Exercise data Start Marker
PR #148, opened 2017-09-10
Prevent websockets memory leak for OnGatewayConnection / OnGatewayDis…

### LINKED ISSUE #147: Memory leak when using websockets and OnGatewayConnection or OnGatewayDisconnect
There appears to be memory leak when using gateways that implement `OnGatewayConnection` or `OnGatewayDisconnect`. The problem is due to `handleConnection` and `handleDisconnect` being  added as subscribers *each time a client connects via ws*, rather than just once up-front.

bradleyayers:
…connect, fixes #147

### DIFF
--- a/src/websockets/test/web-sockets-controller.spec.ts
+++ b/src/websockets/test/web-sockets-controller.spec.ts
@@ -98,29 +98,35 @@ describe('WebSocketsController', () => {
         let server,
             nextSpy: sinon.SinonSpy,
             onSpy: sinon.SinonSpy,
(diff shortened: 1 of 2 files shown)


bradleyayers:
@kamilmysliwiec this one is fairly urgent for me, would greatly appreciate a quick review and release if possible. This also affects release/v4, so would need to be applied there too.

kamilmysliwiec:
@bradleyayers many thanks! :heart: This fix is a part of the v4 update, so the pr is obsolete now.

PR #199, opened 2017-10-22
fix(common): correct spelling in middleware filename

wbhob:
Correct filename spelling in common


kamilmysliwiec:
Thanks @wbhob! 🥇

Issue #68, opened 2017-05-16
[Suggestion] Consider using lerna


alexjoverm:
[Lerna](https://github.com/lerna/lerna) is meant to make easy the maintenance and publishing of monorepo multipackage projects (like this one).

Not sure how you @kamilmysliwiec currently do releases, but probably this can help a lot.

It could go even smoother using [Lerna Semantic Release](https://github.com/atlassian/lerna-semantic-release). I haven't use this Lerna fork, but I do use Semantic release alone on [TypeScript library starter](https://github.com/alexjoverm/typescript-library-starter) and [ShortcutJS](https://github.com/coosto/ShortcutJS) and releases are fully automated.

kamilmysliwiec:
Hi @alexjoverm,
Yes, there is a big confusion with packages publishing :smiley: I have to consider it

d3viant0ne:
There is really no need for a framework to manage the publishing of your framework. Lerna is a sledge hammer & far more cumbersome than anyone needs.

It takes 15 l.o.c to publish Angular, why would you need the extra complexity here?

alexjoverm:
Well the idea is to automate the releases as much as possible. In my libraries I'm happily using semantic release. Since this is a multipackage library, I know Lerna is meant to be used for that.

@d3viantOne can you point us to those 15LOC? Have any other suggestions?

d3viant0ne:
Semantic release != Lerna

Angular executes a simple bash script which in turn iterates over all of it's child packages & publishes them.

Point being, there is no need for an abstraction layer when a simple script can accomplish the same thing without being dependent on yet another library.

alexjoverm:
Fair enough. Anyway, do you know where that angular script lives?

wbhob:
I made a PR to add lerna. @d3viant0ne the reason to have a lerna as a package is so we don’t need to write scripts. It makes the repo smaller as a whole and reduces conflicts. That is, why write and maintain scripts when Lerna Core team is already doing it?

kamilmysliwiec:
I agree with @d3viant0ne here, can't find any reason why we need another tool.

PR #202, opened 2017-10-23
Add Lerna functionality

wbhob:
This PR will use lerna for managing the monorepo. This addresses #68. I have mapped the `npm publish` command to `lerna publish`, so there should not be much difference.

*Important note*: I have mapped lerna to `src`. I don't have a valid build command on the current repo, so change the property in `lerna.json` to whatever the build directory is.


wbhob:
Fixed merge conflicts

kamilmysliwiec:
Hi @wbhob,
I appreciate your work but honestly, I don't see the reason why we need an additional tool to manage only 5 repos 🙁 Lerna is great, but we don't need it since all of the repositories may have a different release number.

wbhob:
So that’s the thing: they should all have the same release number, because they are codependent. It will get very confusing VERY fast if there are more packages or some packages have minor versions. Like angular, it’s kmportant to have every package on the same version for developer experience.

wbhob:
@kamilmysliwiec can you see my previous comment and tell me your thoughts?

MonsieurMan:
I'm on par with wbhob, if packages comes as a bundle they should definitely have the same version number even if no changes were introduced, it's going to be a hell if we have to keep track of which version works with which other.

kamilmysliwiec:
Thanks @wbhob @MonsieurMan - you convinced me 🙂 Lerna is here now

PR #212, opened 2017-10-28
BREAKING CHANGE - dependency refactor

### LINKED ISSUE #116: Why @nestjs/core requires a peerDependency of @nestjs/microservice?
I've just thought that microservice is only required if you use microservices... Why `core` depends on `microservice`?

wbhob:
In this PR, I have taken the liberty of shuffling a few things around to make the packages non-co-dependent. Now, one can build an app just with @nestjs/core, rather than the entire package suite. 
This is the first of many steps in making each package truly independent; for the sake of this PR, I combined classes that two packages depend on into Core: for example, I moved IoAdapter to core since both Core and Websockets modules depend on them.

*Commit Breakdown*
a4ba95e - Combines Core and Common packages. As stated in the Commit Message, it's an anti-pattern to separate code into two codependent packages. All Common utilities, interfaces, classes, decorators, etc. have been moved into and exported from Core.

4a3944f and 4e0590b - fixing mistakes from a4ba95e, making tests pass and fix a copy/paste error

f72fd26 and a5a2c04 - Moving around all the other package dependencies to truly make Core independent.

I hope you like this PR! Please leave your comments/review. My intent is for this to land in v5, so I'd ask that you make a v5 working branch parallel to master.

This fixes #116


wbhob:
Also, tests are going to fail because it still depends on the existing v4 versions that have not been refactored.

wbhob:
I need some help getting tests to pass successfully. I imagine it's just a quick fix, but right now there is a minor blocking change.

kamilmysliwiec:
Hi @wbhob,
Wow, such a huge pull request. Thanks for your effort! So as you already know, I removed the codependency in the different pr inspired by your changes. The main goal was to avoid any breaking API changes. This PR contains a lot of great work, but also a couple of breaking changes what make this update a major release and I'm trying to avoid this.

Same here, I didn't remove a `common` package because it'd break a lot of existing applications, force people to update their projects and make some already created tutorials obsolete. This's something what we strongly have to keep in mind. 🙂 Generally, this proposal is good, it's my mistake that I didn't think about it a few months ago, but now the most important thing is to remember, that every breaking api change makes the framework less stable from the community perspective.

Thanks again Wilson!

wbhob:
Yeah, if ever the consolidation in to core should be a major version change, and common should stay around; then publish an upgrade guide with the new changes. Common should stick around for 4-5 months as a deprecated package, then be removed after everyone has had enough time to upgrade.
Exercise data End Marker
(To do): Take the line above containing "fix(common): correct spelling", the line containing "Not sure how", and all lines in between, and copy them exactly without anything else.

(Solution to this exercise):
fix(common): correct spelling in middleware filename

wbhob:
Correct filename spelling in common


kamilmysliwiec:
Thanks @wbhob! 🥇

Issue #68, opened 2017-05-16
[Suggestion] Consider using lerna


alexjoverm:
[Lerna](https://github.com/lerna/lerna) is meant to make easy the maintenance and publishing of monorepo multipackage projects (like this one).

Not sure how you @kamilmysliwiec currently do releases, but probably this can help a lot.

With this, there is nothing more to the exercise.